The little man shook his sleekly groomed head sadly, and stood, for almost a minute, looking down at the body. ‘What a damn shame,’ he whispered at last, recovering his composure. ‘I liked old Billy. A bloody good judge he was, and a bloody good advocate before that.’

He nodded, almost imperceptibly, but grimly, towards the well of the Court, where Richard Kilmarnock, QC, sat, sorting through his papers. ‘That one’ll think it’s good news though,’ he growled. ‘He’s next on the seniority list for a red jacket.’

Mackie’s eyebrows rose. ‘They won’t make him a judge, will they?’ he muttered quietly.

The Court officer grunted. ‘Not a hope in hell. Fortunately, it goes on more than seniority.’ He paused. ‘It’s a bugger for you though. They’ll have to start the trial all over again, with a new judge and a new jury. Damn quick too, if the boy Bennett’s getting near the hundred-and-ten-day limit, so they don’t have to release him. I hope you don’t have any holidays planned.’

Mackie shook his head. Like many policemen, he believed secretly that the strict Scottish limitation on the time for which a person could be held in custody before trial leant too far towards the accused. ‘Not till November.’ As he spoke, he realized that his mouth had gone absolutely dry, something he had experienced before in moments of tension. Without thinking, he picked up the water carafe from the bench, and raised it to his lips. He was about to take a sip, when his companion put a hand on his sleeve.

‘I wouldn’t, if I were you.’

The policeman looked at him, with a puzzled frown.

‘You’ll get more than you bargain for there,’ said Colin. ‘The Senators of the College of Justice have their own wee ways, you might say. Old Billy there, I doubt if he ever drank straight water in his life. He always liked a measure of gin and a wee bit of lime mixed into his jug.

‘Just to give him a taste, like.’

Mackie looked down at the crumpled figure in the chair. ‘He wasn’t rat-arsed on the Bench, was he?’

‘Christ no! It’d take more than one wee gin to put Lord Archergait away. Still,’ the little man added sadly, ‘it seems that something has. Where is the bloody doctor anyway?
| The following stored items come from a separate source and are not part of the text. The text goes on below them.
PR #456, opened 2016-03-06
not all systems have Internet access, this provides an opportunity fo…

findtopher:
minor refactor to allow override of docker-compose URL (production systems in our environment don't have outgoing Internet access, and as such we deploy from an internal web host).

I know that this is a relatively common practice, so this small refactor allows for using an internal URL for docker-compose installation.

### DIFF
--- a/manifests/compose.pp
+++ b/manifests/compose.pp
@@ -19,7 +19,7 @@
 #
 class docker::compose(
   $ensure = 'present',
-  $version = $docker::params::compose_version
+  $version = $docker::params::compose_version,
   $install_from = "https://github.com/docker/compose/releases/download/${version}/docker-compose-${::kernel}-x86_64"
 ) inherits docker::params {
   validate_string($version)
--- a/manifests/compose.pp
+++ b/manifests/compose.pp
@@ -13,9 +13,14 @@
 #   The version of Docker Compose to install.
 #   Defaults to the value set in $docker::params::compose_version
 #
+# [*install_from*]
+#   The URL to use to install docker-compose.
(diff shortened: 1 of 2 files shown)


manifests/compose.pp
```diff
@@ -13,9 +13,14 @@
 #   The version of Docker Compose to install.
 #   Defaults to the value set in $docker::params::compose_version
 #
+# [*install_from*]
```
garethr: `install_url` is probably a better name for this, as is describes that the param should be in the name, rather than relying on the description.

manifests/compose.pp
```diff
@@ -13,9 +13,14 @@
...
+#   The URL to use to install docker-compose.
+#   Defaults to the URL recommended by https://docs.docker.com/compose/install/
+#
 class docker::compose(
   $ensure = 'present',
-  $version = $docker::params::compose_version
+  $version = $docker::params::compose_version,
+  $install_from = "https://github.com/docker/compose/releases/download/${version}/docker-compose-${::kernel}-x86_64"
 ) inherits docker::params {
   validate_string($version)
```
garethr: If you could add a quick `validate_string` for the new `install_url` property as well.

garethr:
@findtopher thanks for this, appreciated. I've left a few quick comments. It would also be useful to add some simple unit tests to the test suite. These really help with keeping things working with all the changes being made by different folks to the module. If you need some pointers with the testing just let me know.

findtopher:
@garethr - unit tests included (along with a painful learning cycle about using parameters in other parameters).  This should be ready now; please let me know if you see testing gaps you'd like me to address.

There’s always a doctor about here somewhere, when the Court’s in session.’

He shuffled his feet, and looked up at Detective Superintendent Mackie. ‘By the way, I meant to ask you,’ he began, ‘how’s Big Bob getting on?’

‘DCC Skinner?’ said the policeman, surprised. ‘You know him?’
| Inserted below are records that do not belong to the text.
PR #2239, opened 2023-11-22
Use context managers on Deep Interpolation

h-mayorquin:
Following on https://github.com/SpikeInterface/spikeinterface/pull/2195

### DIFF
--- a/src/spikeinterface/extractors/mdaextractors.py
+++ b/src/spikeinterface/extractors/mdaextractors.py
@@ -442,18 +442,21 @@ def is_url(path):
 
 
 def _download_bytes_to_tmpfile(url, start, end):
-    try:
-        import requests
-    except:
-        raise Exception("Unable to import module: requests")
-    headers = {"Range": "bytes={}-{}".format(start, end - 1)}
-    r = requests.get(url, headers=headers, stream=True)
-    fd, tmp_fname = tempfile.mkstemp()
-    os.close(fd)
-    with open(tmp_fname, "wb") as f:
-        for chunk in r.iter_content(chunk_size=1024):
-            if chunk:
-                f.write(chunk)
+    import requests
+
+    headers = {"Range": f"bytes={start}-{end - 1}"}
+
+    with requests.get(url, headers=headers, stream=True) as r:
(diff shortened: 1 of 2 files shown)


src/spikeinterface/extractors/mdaextractors.py
```diff
@@ -442,18 +442,21 @@ def is_url(path):
...
-    os.close(fd)
-    with open(tmp_fname, "wb") as f:
-        for chunk in r.iter_content(chunk_size=1024):
-            if chunk:
-                f.write(chunk)
+    import requests
+
+    headers = {"Range": f"bytes={start}-{end - 1}"}
+
+    with requests.get(url, headers=headers, stream=True) as r:
```
h-mayorquin, line 449: Double context because more is clearly better.

src/spikeinterface/preprocessing/deepinterpolation/generators.py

‘Everyone about here knows Bob,’ his companion replied. ‘Some man him. I’ve seen him give evidence here a right few times. That one down there — ’ he nodded towards Kilmarnock once more — ‘I saw him try to come the smart-arse wi’ Bob one day. The big man left him in ribbons, so he did.’
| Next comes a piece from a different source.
PR #2240, opened 2023-11-22
Remove `run_sorters` for version 0.100.0

zm711:
Not sure if you guys were thinking of releasing a 99.2, but `run_sorters` is suppose to be removed in 100 and so it should be time to fully remove this code if you're not planning on more 99 releases.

‘I heard that he and his wife had patched it up. That right?’

Mackie nodded. ‘Yes, Sarah’s back.’ He smiled. ‘I suppose you know her too?’

‘Aye, of course. I’ve seen her in the witness box too. Lovely lass she is, and right clever with it. I don’t know what the big fella was thinking of, getting involved with yon other woman. Pictures in the papers and everything.’

The officer looked towards the door. ‘Speaking of doctors, where is the bugger?’

His question was answered almost at once, as the courtroom door swung open.

2

The tall man stretched his lean, tanned body along the length of the white plastic lounger beside the family-sized swimming pool which took up much of the garden of his Spanish villa. His grey hair was wet and slicked back against his head, as the sun glistened on it, and on the droplets of water which still clung to him.

‘Have I told you lately, honey,’ he said, in his rugged Lanarkshire accent, ‘that the day I met you was the best day of my life?’

The woman, on another sun-bed a couple of feet away from his, propped herself up on her elbows and looked him in the eye. She was as tanned as he was. Her auburn hair hung down over her shoulders, and her long naked back shone with a mixture of lotion and perspiration.

She smiled. ‘Yeah,’ she drawled. ‘You’ve told me. Like every day of the twelve we’ve been here in L’Escala.’

His face grew serious. ‘Och, Sarah love, it’s just that I can’t tell you often enough. Just like I can’t say sorry often enough for being a complete arse, and for driving you away, like I did last year.’

The sturdy child who sat between them looked up at him and smiled from beneath his wide-brimmed sun hat. His features, as they developed, promised to take on the characteristics of both parents; his father’s dominant nose and chin, his mother’s wide hazel eyes, and her open grin. ‘Arse,’ he said, beaming.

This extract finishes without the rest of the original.